The documentary also accomplishes in providing a narrative of the war, which has been rather underexplored till now. How did poor villagers subsisting on agriculture deal with so much violence? How did it impact their lives? And how did the loss of a family member scar them? With the help of in-depth research and well-conducted interviews, we get these poignant answers and then some.

Battlefield (2025) Documentary
Another still from Battlefield (2025)

The visual piece is also an introspection on the nature of war itself. Although Japanese atrocities on many communities of Asia are now known, and many young people laid their lives in the service of an ideology or their nation, time indeed fades everything. Now the descendants of such soldiers are trying to keep the cause alive and, with mutual collaboration, trying to bring their lost soldiers back home.

Manipur’s serene beauty is etched with the scars and memories of war. From bridges built to ease the movement of troops and now used daily by civilians—quiet conduits to a violent past—to the engines of fighter planes that once claimed young lives and now rest, improbably peaceful, in people’s homes, the soil of Manipur carries stories everywhere. The question that lingers is whether humanity’s enduring appetite for war is still capable of listening. What Borun Thokchom achieves here feels close to the essence of cinema itself.

As a viewer, the film reaches its emotional peaks when sons and daughters, now aged and frail, reach out to Rajeshwor with a simple, devastating request: to find the mortal remains of their parents.

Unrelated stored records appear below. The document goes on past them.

PR #888, opened 2024-04-18
Fix for issue with multiple -- in command line

andywag:
Summary: Repeated args in the command line were removed to avoid errors but a condition with repeated -- caused a breakage

Differential Revision: D56317273


hstonec (approved):
LGTM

Curious grandchildren, searching for ancestry and belonging, find a strange solace in the hills of Manipur as they perform funeral rites for a great-grandfather they never knew. “Battlefield” gives a human face to a war too often reduced to winners and losers, Allies and Axis powers, speeches and statistics. At a time when Manipur is once again torn by brutal violence that has turned communities against each other, Borun’s film stands as a vital visual record of the fragile beauty of peace and the enduring consequences of war.